Вырывая друг у друга из рук, спереди передали носилки. Робсон потеснился, освобождая для них место рядом с телом, развернул их. Эндрюс поднял голову. «Смотри! – сказал он. – Кровь не останавливается».
– Значит, еще бинтуй, – ответил Робсон. Он встал на прежнее место. Взвился, разматываясь узкой белой полоской, бинт и окутал тело.
Из-за низкого свода не удалось поднять Арта на носилки. Мы чуть оторвали тело от земли и подсунули носилки снизу. Другой бы потерял сознание, но он был лишен этой милости, ему пришлось вытерпеть нестерпимое. За эти несколько секунд он пять-шесть раз кричал от боли. На носилках он затих, закрыв глаза, и мы подумали, что он, наконец, отключился. Мы взялись за ручки и где катом, где, держа носилки на весу, двинулись в сторону низовых ворот, и наши рывки, видать, разящими ножами отзывались в его истерзанной плоти, потому что тогда-то он и стал виноватить все живое, и это продолжалось бесконечно долго, и нам было с ним очень трудно.
Я не помню всего, что он говорил.
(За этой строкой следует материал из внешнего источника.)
PR #749, opened 2023-02-26
Cluster provider: Detecting, Silencing + Enriching

Avi-Robusta:
TODO:

- [x]  Verify cluster detection on azure cluster
- [x]  Verify cluster detection on EKS cluster


Avi-Robusta:
Example of how alert_explanation_enricher looks
Screen Shot 2023-02-26 at 13 25 39

Avi-Robusta:
Added warning events for KubeContainerWaiting to show why the container is waiting in the event
(Didn't add logs since if container is waiting there shouldn't be logs)

Screen Shot 2023-02-27 at 11 25 51

src/robusta/core/model/cluster_status.py
```diff
@@ -9,6 +9,7 @@ class ClusterStats(BaseModel):
     pods: int
     nodes: int
     jobs: int
+    provider: str
```
Avi-Robusta, line 12: needs to technically be optional

src/robusta/utils/cluster_provider_discovery.py
```diff
@@ -0,0 +1,120 @@
...
+
+# the value is a node label unique to the provider
+NODE_LABELS: Dict[ClusterProviderType, str] = {
+    ClusterProviderType.Minikube: "minikube.k8s.io/name",
+    ClusterProviderType.DigitalOcean: "doks.digitalocean.com/version",
+    ClusterProviderType.Kops: "kops.k8s.io/instancegroup",
+    ClusterProviderType.Kapsule: "k8s.scaleway.com/kapsule"
+}
+
+__CLUSTER_PROVIDER__ = None
```
LeaveMyYard, line 35: Here I propose not to use a global variable, that is changed in other functions of this module, but rather to have a class, manage everything in it and then to have a global variable with an instance of this class - so the logic is encapsulated in that class

LeaveMyYard: If to call that class something like "ClusterProviderDetector" it will make sense that we have a static instance of that in module
This way we could avoid using `global` actually

src/robusta/utils/cluster_provider_discovery.py
```diff
@@ -0,0 +1,120 @@
...
+        __CLUSTER_PROVIDER__ = _find_cluster_provider().value
+        logging.info(f"{__CLUSTER_PROVIDER__} cluster detected")
+
+
+def _get_node_label(node, label) -> Optional[str]:
+    try:
+        return node.metadata.labels[label]
+    except KeyError:
+        pass
+    return None
```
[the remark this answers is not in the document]
LeaveMyYard: Maybe it is even better to not have another function for that - as this oneliner is also small enough

src/robusta/utils/cluster_provider_discovery.py
```diff
@@ -0,0 +1,120 @@
...
+        elif _is_detect_cluster_from_kubelet_version(nodes, 'gke'):
+            return ClusterProviderType.GKE
+        elif _is_detect_cluster_from_kubelet_version(nodes, 'eks'):
+            return ClusterProviderType.EKS
+
+        cluster_provider_from_labels = _detect_provider_from_node_labels(nodes)
+        if cluster_provider_from_labels != ClusterProviderType.Unknown:
+            return cluster_provider_from_labels
+
+    except Exception:
```
LeaveMyYard, line 118: It is actually bad to have `except Exception`. It is like saying "There might be some bug in the code", and we should always try to elliminate all bugs. Is it possible to try to catch possible errors in places they should raise? What are the exact places an error might occure? Maybe to decrease the try block to only those places?

I don't say we can't do with this, just saying we should at least try to elliminate it.
If it is not possible - move the try block to where the function is being called, as a lot of code in try block is not really good.

src/robusta/utils/cluster_provider_discovery.py
```diff
@@ -0,0 +1,120 @@
...
+        pass
+    return False
+
+
+def _is_detect_cluster_from_kubelet_version(nodes, kubelet_substring) -> bool:
+    try:
+        node = nodes[0]
+        kubelet_version = node.status.nodeInfo.kubeletVersion
+        if kubelet_substring in kubelet_version:
+            return True
```
LeaveMyYard, line 94: Could be written in one, as we will return False in any case, if this is False:

```python
return kublet_substring in kubelet_version
```

src/robusta/utils/cluster_provider_discovery.py
```diff
@@ -0,0 +1,120 @@
...
+    except (AttributeError, TypeError):
+        # missing kubeletVersion
+        pass
+    return False
```
LeaveMyYard, line 98: And if to change the first return, now we can remove `pass` and make the `return False` just in the try block, it will be a little more readable

LeaveMyYard: We could do the same on the above function, just a little bit more readable

LeaveMyYard (changes requested):

src/robusta/utils/cluster_provider_discovery.py
Avi-Robusta: Specifically here since it is being run at a highly sensitive part of robustas launch the safest thing is to swallow any exception. Since this is not operation critical code and robusta should be able to continue to fully function if there is any exceptions that do occur here it is future-error-proofing this code.

LeaveMyYard: Agree, then let's just move this try block to `discover_cluster_provider`, where we call this function

playbooks/robusta_playbooks/alerts_integration.py
```diff
@@ -127,6 +128,32 @@ def node_restart_silencer(alert: PrometheusKubernetesAlert, params: NodeRestartP
...
+    alert_explanation: str
+    recommended_resolution: Optional[str]
+
+
+@action
+def alert_explanation_enricher(alert: PrometheusKubernetesAlert, params: AlertExplanationParams):
+    """
+    Enrich the finding an explanation and recommendation of how to resolve the issue
+    """
+    blocks = [MarkdownBlock(
```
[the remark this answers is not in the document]
Avi-Robusta: Had a weird bug with black, it wasnt working for me
this was the fix i found
https://stackoverflow.com/questions/71673404/importerror-cannot-import-name-unicodefun-from-click

src/robusta/utils/cluster_provider_discovery.py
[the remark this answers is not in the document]
Avi-Robusta: Labels are an optional field and not guarenteed, so it will still be multiline to check it correnctly

src/robusta/utils/cluster_provider_discovery.py
```diff
@@ -18,103 +18,95 @@ class ClusterProviderType(Enum):
...
+
+    @staticmethod
+    def _detect_provider_from_hostname(nodes: List[Node]) -> Optional[ClusterProviderType]:
+        nodes_host_names = [ClusterProviderDiscovery._get_node_label(node, "kubernetes.io/hostname") for node in nodes]
+        for host_name in nodes_host_names:
+            if not host_name:
+                continue
+            for cluster_type in HOSTNAME_MATCH:
+                cluster_hostname_regex = HOSTNAME_MATCH[cluster_type]
+                if bool(re.match(cluster_hostname_regex, host_name)):
```
LeaveMyYard, line 66: bool is redundant

src/robusta/utils/cluster_provider_discovery.py
```diff
@@ -18,103 +18,95 @@ class ClusterProviderType(Enum):
...
 
-def _detect_provider_from_hostname(nodes) -> Optional[ClusterProviderType]:
-    nodes_host_names = [_get_node_label(node, "kubernetes.io/hostname") for node in nodes]
-    for host_name in nodes_host_names:
-        if not host_name:
-            continue
-        for cluster_type in HOSTNAME_MATCH:
-            cluster_hostname_regex = HOSTNAME_MATCH[cluster_type]
-            if len(re.findall(cluster_hostname_regex, host_name)) >= 1:
+class ClusterProviderDiscovery:
```
LeaveMyYard, line 37: Better avoid of using whole class of @staticmethod in favor of having a normal class with just one instance initiated in module global scope:

```python
   cluster_provider_discovery = ClusterProviderDiscovery()
   __all__ = ["cluster_provider_discovery"]
```

src/robusta/utils/cluster_provider_discovery.py
```diff
@@ -18,103 +18,95 @@ class ClusterProviderType(Enum):
...
+    def init_provider_discovery():
+        try:
+            ClusterProviderDiscovery.cluster_provider = ClusterProviderDiscovery._find_cluster_provider()
+            logging.info(f"{ClusterProviderDiscovery.cluster_provider.value} cluster discovered.")
+        except Exception:
+            logging.error("Error detecting cluster type", exc_info=True)
+
+    @staticmethod
+    def get_cluster_provider():
+        return ClusterProviderDiscovery.cluster_provider.value
```
LeaveMyYard, line 50: Add type annotation for ClusterProviderType and remove .value
If you want to use it as a string, do 
```python
class ClusterProviderType(str, Enum):  # Order is important, (Enum, str) will not work
    GKE = "GKE"
    AKS = "AKS"
    EKS = "EKS"
    Kind = "Kind"
    Minikube = "Minikube"
    RancherDesktop = "RancherDesktop"
    Kapsule = "Kapsule"
    Kops = "Kops"
    DigitalOcean = "DigitalOcean"
    Unknown = "Unknown"
```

Он начал в ту же минуту, как мы взялись за носилки, и не умолкал до самого ствола шахты, где мы присели отдохнуть под фермой, на которой кто-то сделал мелом запись. Тут только он истощился. А то не умолкал. Иногда мы перебрасывались словами через этот неиссякаемый поток, и тогда мы не слышали, что он говорил. Или попадался трудный участок пути и отнимал все силы, и мы опять его не слышали. На бумаге, я сейчас вижу, гладко, а тогда его слова клокотали, как разъяренная лава.
– Правильно. Мотайте из меня кишки. Вам лошадей и то жальче. Чего не сделать мне укол? Что я, хуже твари? Нечего обо мне думать. Об угольке думайте. Молись за меня, уголек. Ты со мной расквитался. Молись за уголек, Присно-дева Мария, молись за меня. Вы меня доконали, Эндрюс, своими бинтами. Вы же знали, – крепильщики что говорили? – выемочное поле плохое, кровля никуда. Так нет, давай-давай, руби уголек, он с моей крови лучше разгорится, плевать на все, они ни на одной тонне ничего не потеряют, а я отдал задаром, чего ни за какие деньги не купишь.